WHAT TO WORK ON: Copy exactly the lines from the start of the data below through the one that carries "Currently, UISchema is", and only those.

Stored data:
***
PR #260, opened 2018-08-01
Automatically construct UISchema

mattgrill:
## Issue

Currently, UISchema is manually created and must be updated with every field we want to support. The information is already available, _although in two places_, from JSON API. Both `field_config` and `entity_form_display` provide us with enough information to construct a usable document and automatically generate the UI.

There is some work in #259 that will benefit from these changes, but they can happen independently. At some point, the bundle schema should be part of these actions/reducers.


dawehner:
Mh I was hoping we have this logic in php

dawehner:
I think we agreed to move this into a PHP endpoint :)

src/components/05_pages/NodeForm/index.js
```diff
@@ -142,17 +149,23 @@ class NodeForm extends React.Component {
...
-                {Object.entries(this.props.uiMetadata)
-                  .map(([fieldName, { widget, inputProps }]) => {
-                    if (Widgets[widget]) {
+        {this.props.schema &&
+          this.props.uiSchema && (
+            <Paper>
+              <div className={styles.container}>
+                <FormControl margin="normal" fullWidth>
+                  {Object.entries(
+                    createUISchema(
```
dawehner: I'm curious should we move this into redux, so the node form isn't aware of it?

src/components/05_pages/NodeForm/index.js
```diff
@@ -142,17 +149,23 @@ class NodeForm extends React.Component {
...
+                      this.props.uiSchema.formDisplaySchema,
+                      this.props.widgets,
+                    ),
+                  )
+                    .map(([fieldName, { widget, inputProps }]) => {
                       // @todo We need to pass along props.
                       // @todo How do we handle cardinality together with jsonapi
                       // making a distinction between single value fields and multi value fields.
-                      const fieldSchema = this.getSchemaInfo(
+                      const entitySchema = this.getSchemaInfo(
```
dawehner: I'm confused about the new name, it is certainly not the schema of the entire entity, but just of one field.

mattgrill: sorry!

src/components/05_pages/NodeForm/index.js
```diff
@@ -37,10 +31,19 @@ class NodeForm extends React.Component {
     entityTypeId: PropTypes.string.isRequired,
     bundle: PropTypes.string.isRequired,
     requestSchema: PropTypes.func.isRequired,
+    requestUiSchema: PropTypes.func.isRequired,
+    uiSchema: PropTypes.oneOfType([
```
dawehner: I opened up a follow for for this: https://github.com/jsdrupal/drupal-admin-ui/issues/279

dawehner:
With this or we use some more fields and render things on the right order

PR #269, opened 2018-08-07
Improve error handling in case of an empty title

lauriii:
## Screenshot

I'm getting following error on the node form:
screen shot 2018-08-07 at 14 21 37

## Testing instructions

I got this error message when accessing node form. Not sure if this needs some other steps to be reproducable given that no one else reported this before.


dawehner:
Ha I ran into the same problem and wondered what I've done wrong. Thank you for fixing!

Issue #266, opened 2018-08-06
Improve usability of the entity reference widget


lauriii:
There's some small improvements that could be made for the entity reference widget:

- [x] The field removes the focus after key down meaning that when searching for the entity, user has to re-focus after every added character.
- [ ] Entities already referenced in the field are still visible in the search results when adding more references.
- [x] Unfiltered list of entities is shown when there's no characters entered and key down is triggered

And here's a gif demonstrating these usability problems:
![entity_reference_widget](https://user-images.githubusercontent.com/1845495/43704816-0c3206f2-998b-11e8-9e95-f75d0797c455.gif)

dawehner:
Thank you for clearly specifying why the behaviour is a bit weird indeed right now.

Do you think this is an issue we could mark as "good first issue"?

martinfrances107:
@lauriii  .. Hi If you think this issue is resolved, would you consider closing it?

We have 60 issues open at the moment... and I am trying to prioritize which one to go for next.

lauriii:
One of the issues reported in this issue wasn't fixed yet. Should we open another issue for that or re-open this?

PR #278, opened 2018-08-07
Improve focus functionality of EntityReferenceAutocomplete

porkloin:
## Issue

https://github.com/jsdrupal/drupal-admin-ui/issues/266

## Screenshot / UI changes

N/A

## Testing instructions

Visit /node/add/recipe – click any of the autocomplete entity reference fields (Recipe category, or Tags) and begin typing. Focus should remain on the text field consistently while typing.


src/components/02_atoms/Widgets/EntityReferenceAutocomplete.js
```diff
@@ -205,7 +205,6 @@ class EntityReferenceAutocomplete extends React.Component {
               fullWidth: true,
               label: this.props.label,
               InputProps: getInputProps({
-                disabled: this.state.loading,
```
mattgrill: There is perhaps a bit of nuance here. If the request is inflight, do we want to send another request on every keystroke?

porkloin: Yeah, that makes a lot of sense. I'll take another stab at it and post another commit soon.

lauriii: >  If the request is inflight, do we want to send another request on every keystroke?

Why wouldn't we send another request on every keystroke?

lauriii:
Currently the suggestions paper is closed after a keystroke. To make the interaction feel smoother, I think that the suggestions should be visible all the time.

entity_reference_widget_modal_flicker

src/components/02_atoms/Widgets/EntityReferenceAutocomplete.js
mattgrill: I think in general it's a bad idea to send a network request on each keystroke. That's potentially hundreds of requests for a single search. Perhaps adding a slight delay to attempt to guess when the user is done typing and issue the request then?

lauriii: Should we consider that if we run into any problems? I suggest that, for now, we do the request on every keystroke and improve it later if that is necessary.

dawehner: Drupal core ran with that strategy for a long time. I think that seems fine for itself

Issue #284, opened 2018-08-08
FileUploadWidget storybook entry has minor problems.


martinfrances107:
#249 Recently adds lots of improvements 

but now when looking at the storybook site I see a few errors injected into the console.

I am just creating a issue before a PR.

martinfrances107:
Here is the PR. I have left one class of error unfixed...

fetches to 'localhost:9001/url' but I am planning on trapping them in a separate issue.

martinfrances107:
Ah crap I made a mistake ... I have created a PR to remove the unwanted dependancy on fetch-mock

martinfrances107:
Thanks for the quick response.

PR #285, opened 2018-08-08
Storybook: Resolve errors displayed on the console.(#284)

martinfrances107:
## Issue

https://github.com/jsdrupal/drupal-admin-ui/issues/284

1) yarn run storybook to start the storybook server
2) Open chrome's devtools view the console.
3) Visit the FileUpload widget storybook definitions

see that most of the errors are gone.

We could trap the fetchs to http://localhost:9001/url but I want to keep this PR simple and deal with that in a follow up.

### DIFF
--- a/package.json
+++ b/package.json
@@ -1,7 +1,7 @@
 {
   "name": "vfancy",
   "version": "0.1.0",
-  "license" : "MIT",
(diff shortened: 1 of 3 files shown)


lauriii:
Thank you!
***
REPLY:
PR #260, opened 2018-08-01
Automatically construct UISchema

mattgrill:
## Issue

Currently, UISchema is manually created and must be updated with every field we want to support. The information is already available, _although in two places_, from JSON API. Both `field_config` and `entity_form_display` provide us with enough information to construct a usable document and automatically generate the UI.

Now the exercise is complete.